SUPPLIED DATA
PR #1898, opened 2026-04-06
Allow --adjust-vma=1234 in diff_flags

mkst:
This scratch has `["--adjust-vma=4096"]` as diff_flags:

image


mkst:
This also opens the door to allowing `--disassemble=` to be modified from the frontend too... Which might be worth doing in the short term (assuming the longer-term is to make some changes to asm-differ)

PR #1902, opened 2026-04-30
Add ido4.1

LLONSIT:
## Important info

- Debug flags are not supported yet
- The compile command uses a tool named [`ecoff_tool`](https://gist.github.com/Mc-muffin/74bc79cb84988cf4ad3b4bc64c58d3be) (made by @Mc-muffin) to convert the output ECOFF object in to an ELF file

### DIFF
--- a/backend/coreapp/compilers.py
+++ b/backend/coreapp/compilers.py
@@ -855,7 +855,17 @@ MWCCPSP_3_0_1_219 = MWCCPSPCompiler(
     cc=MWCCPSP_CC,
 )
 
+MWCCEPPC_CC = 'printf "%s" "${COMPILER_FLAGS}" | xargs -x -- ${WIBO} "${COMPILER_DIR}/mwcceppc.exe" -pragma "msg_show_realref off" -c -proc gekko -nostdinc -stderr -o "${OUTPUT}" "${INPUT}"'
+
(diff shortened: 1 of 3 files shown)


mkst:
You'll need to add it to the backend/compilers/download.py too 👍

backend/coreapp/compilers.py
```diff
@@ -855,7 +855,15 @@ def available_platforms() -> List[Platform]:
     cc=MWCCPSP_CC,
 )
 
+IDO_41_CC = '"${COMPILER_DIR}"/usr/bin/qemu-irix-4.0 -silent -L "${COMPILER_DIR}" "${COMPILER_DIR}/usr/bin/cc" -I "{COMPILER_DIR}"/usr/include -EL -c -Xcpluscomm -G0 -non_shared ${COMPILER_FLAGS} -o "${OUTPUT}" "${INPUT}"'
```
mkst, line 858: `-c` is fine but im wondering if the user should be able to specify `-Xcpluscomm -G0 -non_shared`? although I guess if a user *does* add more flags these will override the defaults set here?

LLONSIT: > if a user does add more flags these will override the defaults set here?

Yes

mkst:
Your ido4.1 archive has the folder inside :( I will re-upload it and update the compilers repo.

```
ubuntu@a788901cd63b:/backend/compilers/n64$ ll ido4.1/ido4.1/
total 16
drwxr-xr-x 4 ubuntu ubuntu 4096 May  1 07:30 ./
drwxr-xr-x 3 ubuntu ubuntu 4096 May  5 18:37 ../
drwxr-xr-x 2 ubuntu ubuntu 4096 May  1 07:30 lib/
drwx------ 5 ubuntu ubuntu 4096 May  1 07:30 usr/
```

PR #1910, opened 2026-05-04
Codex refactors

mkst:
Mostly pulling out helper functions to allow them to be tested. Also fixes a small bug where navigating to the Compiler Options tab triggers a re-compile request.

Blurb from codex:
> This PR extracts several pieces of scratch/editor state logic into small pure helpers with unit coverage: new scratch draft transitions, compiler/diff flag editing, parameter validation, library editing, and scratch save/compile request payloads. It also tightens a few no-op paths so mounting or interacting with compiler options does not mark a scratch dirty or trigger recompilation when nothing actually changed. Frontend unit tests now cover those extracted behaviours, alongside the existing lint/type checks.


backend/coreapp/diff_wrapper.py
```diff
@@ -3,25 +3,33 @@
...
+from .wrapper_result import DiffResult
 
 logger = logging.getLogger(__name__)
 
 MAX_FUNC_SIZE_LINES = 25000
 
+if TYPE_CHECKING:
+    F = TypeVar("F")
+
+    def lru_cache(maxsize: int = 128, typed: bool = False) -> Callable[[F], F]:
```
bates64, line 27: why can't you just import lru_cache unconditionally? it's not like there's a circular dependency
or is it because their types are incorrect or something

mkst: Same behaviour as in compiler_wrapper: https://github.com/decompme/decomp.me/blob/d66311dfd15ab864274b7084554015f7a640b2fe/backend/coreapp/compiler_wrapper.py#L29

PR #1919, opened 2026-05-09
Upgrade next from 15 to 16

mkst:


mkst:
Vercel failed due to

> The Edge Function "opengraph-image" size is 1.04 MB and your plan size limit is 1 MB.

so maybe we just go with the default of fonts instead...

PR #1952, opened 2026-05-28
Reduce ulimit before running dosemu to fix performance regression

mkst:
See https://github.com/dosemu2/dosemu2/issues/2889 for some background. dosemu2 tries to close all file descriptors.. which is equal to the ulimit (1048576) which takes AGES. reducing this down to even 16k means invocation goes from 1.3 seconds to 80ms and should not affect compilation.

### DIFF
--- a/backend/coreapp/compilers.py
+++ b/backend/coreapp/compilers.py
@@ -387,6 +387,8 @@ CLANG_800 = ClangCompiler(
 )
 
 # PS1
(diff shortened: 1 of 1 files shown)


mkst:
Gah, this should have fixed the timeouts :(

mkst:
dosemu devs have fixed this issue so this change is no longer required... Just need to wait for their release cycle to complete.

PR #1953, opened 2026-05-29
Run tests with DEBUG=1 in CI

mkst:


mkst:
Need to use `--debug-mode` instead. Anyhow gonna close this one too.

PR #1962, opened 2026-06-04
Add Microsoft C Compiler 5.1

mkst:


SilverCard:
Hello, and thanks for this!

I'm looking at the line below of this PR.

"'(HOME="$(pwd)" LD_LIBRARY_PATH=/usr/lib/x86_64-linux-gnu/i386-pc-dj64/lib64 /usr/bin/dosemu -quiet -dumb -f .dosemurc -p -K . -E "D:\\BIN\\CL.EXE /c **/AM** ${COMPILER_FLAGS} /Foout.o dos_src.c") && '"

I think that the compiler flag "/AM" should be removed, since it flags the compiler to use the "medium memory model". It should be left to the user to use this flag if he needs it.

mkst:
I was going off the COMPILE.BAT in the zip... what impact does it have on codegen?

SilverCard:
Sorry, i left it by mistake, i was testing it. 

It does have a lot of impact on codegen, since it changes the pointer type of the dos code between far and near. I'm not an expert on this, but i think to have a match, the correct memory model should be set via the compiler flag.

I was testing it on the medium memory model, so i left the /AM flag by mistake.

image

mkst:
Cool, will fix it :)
==
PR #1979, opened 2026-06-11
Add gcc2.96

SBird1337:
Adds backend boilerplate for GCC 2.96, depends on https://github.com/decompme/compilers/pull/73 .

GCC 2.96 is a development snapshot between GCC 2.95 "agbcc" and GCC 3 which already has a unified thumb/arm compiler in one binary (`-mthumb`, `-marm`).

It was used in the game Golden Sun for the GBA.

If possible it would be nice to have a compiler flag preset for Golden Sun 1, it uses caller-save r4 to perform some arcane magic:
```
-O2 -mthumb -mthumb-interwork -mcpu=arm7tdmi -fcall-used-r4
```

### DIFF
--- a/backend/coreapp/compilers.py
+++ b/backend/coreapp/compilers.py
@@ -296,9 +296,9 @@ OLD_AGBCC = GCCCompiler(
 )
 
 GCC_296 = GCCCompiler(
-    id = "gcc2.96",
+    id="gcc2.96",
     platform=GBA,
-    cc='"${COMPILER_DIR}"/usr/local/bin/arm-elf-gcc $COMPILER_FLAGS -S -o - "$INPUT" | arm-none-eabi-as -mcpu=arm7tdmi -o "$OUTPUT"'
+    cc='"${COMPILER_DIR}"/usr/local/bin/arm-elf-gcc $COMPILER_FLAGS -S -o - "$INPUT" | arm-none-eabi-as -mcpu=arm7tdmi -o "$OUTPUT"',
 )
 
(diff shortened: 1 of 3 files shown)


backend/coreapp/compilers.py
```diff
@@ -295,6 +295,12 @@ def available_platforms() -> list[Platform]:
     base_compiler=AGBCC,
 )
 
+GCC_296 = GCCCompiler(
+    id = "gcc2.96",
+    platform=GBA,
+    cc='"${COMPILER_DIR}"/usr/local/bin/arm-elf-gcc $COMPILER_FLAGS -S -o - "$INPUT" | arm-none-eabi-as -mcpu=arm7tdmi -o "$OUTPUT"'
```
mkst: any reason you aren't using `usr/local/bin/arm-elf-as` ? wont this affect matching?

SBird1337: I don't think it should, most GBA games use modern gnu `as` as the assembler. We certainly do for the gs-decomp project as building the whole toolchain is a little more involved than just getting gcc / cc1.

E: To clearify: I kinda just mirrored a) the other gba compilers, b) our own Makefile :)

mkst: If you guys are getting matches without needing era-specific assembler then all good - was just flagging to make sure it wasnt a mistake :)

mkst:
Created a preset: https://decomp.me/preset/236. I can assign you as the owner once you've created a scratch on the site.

TASK GOAL
Using the records above, write out exactly the lines between the one holding "PR #1898, opened 2026-04-06" and the one holding "## Important info", inclusive; leave everything else out.

FINAL ANSWER
PR #1898, opened 2026-04-06
Allow --adjust-vma=1234 in diff_flags

mkst:
This scratch has `["--adjust-vma=4096"]` as diff_flags:

image


mkst:
This also opens the door to allowing `--disassemble=` to be modified from the frontend too... Which might be worth doing in the short term (assuming the longer-term is to make some changes to asm-differ)

PR #1902, opened 2026-04-30
Add ido4.1

LLONSIT:
## Important info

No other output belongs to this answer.